“Oh, David, David!” said Aunt Flora, between a laugh and a sob.
“Well, anyway, Tom and I used to think Uncle Will’s songs the most delightful things we ever heard,” David went on. “So that was the family when I was very small: Mother, Dad, as we both called Uncle Roger, Aunt Flora, Aunt Lily—who was very delicate and romantic—Uncle Will and his banjo, and of course Aunt John, who was a little wisp of a gray woman—— What is it, Gay?”
For Gay had made a sudden exclamation.
“Nothing,” the girl said, quickly, clearing her throat. She looked very pale in the warm firelight.
“Then they sent Tom and me off to school in Connecticut. And then,” and David’s voice lowered suddenly, and he looked straight ahead of him into the coals, “then our mother died very suddenly—do you remember that you drove the buckboard into Crowchester to meet us, Aunt Flora, when we came home?”
“Ah, yes!” Flora said, from a deep reverie.
David, fitting it all together in his memory, remembered now that in here, chronologically, came Flora’s engagement to Roger Fleming. But he looked up at the picture above the mantel, and then at her face, absent-eyed and stern now, and cupped in her hand, as if to promise that that secret at least should not be betrayed.
“Less than a year after my mother’s death,” he went on, “Uncle Roger married again, a very young girl—Cecily—Kent, was it, Aunt Flora?”
“Cecily Kent,” Flora echoed, briefly.
“Who was very delicate, and who was in fact dying for years,” David went on. “Anyway, that same year Aunt Flora married Uncle Will and—well, that’s where Sylvia comes in, and little Aunt Lily married a man named Charpentier, and that’s where Gabrielle comes in.
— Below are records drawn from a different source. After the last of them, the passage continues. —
PR #640, opened 2026-07-13
[FIX] Cleaned up low alpha pixels from body_base

Nikky90506:
## References

I don't think there's any particular issue created for this:

picture

### Goal

Turns out all of the layers for Base Body have "stray almost-transparent pixels at random places". The goal was to remove most glaring cases of these.

### How

The idea was to find minimal alpha value threshold at which selecting outer transparent pixels didn't result in any "islands" and then deleting all the pixels in the selection. So threshold was found manually for each layer, I think it was 30 at most. Honestly, it could probably be even more, but I decided to err on the side of caution.

### Example

<details>
<summary>Body_back changes</summary>

__Before:__
Body_back_before

__After:__
Body_back_after
</details>

### Notes

By nature of this change it's very unlikely to be able to see the differences visually, but you may notice the reduced filesize of layers.

It can be checked manually though, by using your preferred editor. For Krita, it would be choosing "Similar Color Selection Tool", setting Tool Options -> Selection extent -> Threshold to minimum and clicking on outer transparent area of the layer.

<details>
<summary>Krita interface</summary>
  Krita

</details>

I didn't like trying to use Krita for the cleanup though, as it handles such selections weirdly and used GIMP instead. But it's enough to see the issue.

It might be a good idea to add this to asset creation tutorial as we have other assets with similar problem. I didn't want to go through the whole repo at once and decided to keep the scope to Body Base. But, for example, Asian Dress has a little of these stray pixels too. Probably some kind of automated check could be devised for this, but that's an idea for another day.

### GIMP vs Krita
<details>
<summary>
Example of differences between Krita and GIMP. While GIMP selects all pixels below Threshold, Krita... I'm not exactly sure what happens.
</summary>
  
  
  __GIMP__
  GIMP-example
  
  __Krita__
  Krita-example

</details>

## Changelog

Authored by: Nikky

```md
Assets:
- [Base Body] Cleaned up stray low alpha pixels from all layers
```

## Checklist

- [ ] Licensing information and credits were filled in/modified for added/modified assets


Nikky90506:
Oh, so tests check hash of core assets...
Though I can't think of a way it could be updated at the same time anyway, considering hash is in another repo.

ClaudiaMia:
> Oh, so tests check hash of core assets... Though I can't think of a way it could be updated at the same time anyway, considering hash is in another repo.

Yes, Jomshir will take care of that.

Thank you for this cleanup!
We will take a look at it soon.

Jomshir98 (approved):

PR #381, opened 2016-10-16
Failing to load metadata should be a warning

mintsoft:
At the moment if an IA can't be found then the IA isn't loaded. This switches it out so it will still attempt to load the IA if the metadata is unavailable.

FWIW @moollaza thought this was already the case

### DIFF
--- a/lib/App/DuckPAN/DDG.pm
+++ b/lib/App/DuckPAN/DDG.pm
@@ -77,8 +77,7 @@ sub get_blocks_from_current_dir {
 		else {
 			$failed_to_load{$arg} =
 				'Could not retrieve metadata - please ensure the Instant Answer page ' .
-				'is in development status or later.';
-			next;
+				'is in development status or later; the IA has still been loaded';
 		}
 		my ($load_success, $load_error_message) = try_load_class($class);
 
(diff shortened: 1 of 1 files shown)


lib/App/DuckPAN/DDG.pm
```diff
@@ -77,8 +77,7 @@ sub get_blocks_from_current_dir {
 		else {
 			$failed_to_load{$arg} =
 				'Could not retrieve metadata - please ensure the Instant Answer page ' .
-				'is in development status or later.';
-			next;
+				'is in development status or later; the IA has still been loaded.';
```
zachthompson: How about?

1. Use `emit_notice` to warn that it's not in metadata
2. Set `$class = $arg` which will fail if using an ID.

mintsoft: Will do

moollaza: Working on this in https://github.com/duckduckgo/p5-app-duckpan/pull/383

mintsoft:
@moollaza closing this in favour of https://github.com/duckduckgo/p5-app-duckpan/pull/383

PR #382, opened 2016-11-18
Add Fathead support to DuckPAN Test

moollaza:
- Allow `duckpan test` to check if named Instant Answer ID has a valid `/lib/fathead` dir containing an `output.txt`
- If so, modify `$ENV` accordingly for `validate_fathead.t`

/cc @jbarrett

### DIFF
--- a/lib/App/DuckPAN/Cmd/Test.pm
+++ b/lib/App/DuckPAN/Cmd/Test.pm
@@ -1,6 +1,7 @@
 package App::DuckPAN::Cmd::Test;
 # ABSTRACT: Command for running the tests of this library
 
+no warnings 'uninitialized';
 use MooX;
 with qw( App::DuckPAN::Cmd );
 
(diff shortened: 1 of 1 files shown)


lib/App/DuckPAN/Cmd/Test.pm
```diff
@@ -1,6 +1,7 @@
 package App::DuckPAN::Cmd::Test;
 # ABSTRACT: Command for running the tests of this library
 
+no warnings 'uninitialized';
```
zachthompson: Has to be below the moo junk or in `run()`.

moollaza: Thanks 👍 

I haven't been able to produce those warnings -- how did you do it?

zachthompson: Just test something non-existent.

zachthompson:
Thank you.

And a few years later Tom ran away. That broke my stepfather’s heart, and I suppose his wife’s health didn’t cheer him up exactly. And then my stepfather’s little second wife died, and then Uncle Will died,” David summarized it all rapidly, “and after he had hunted my half-brother, Tom, for years, he died!” And David finished with a final nod toward Roger’s picture.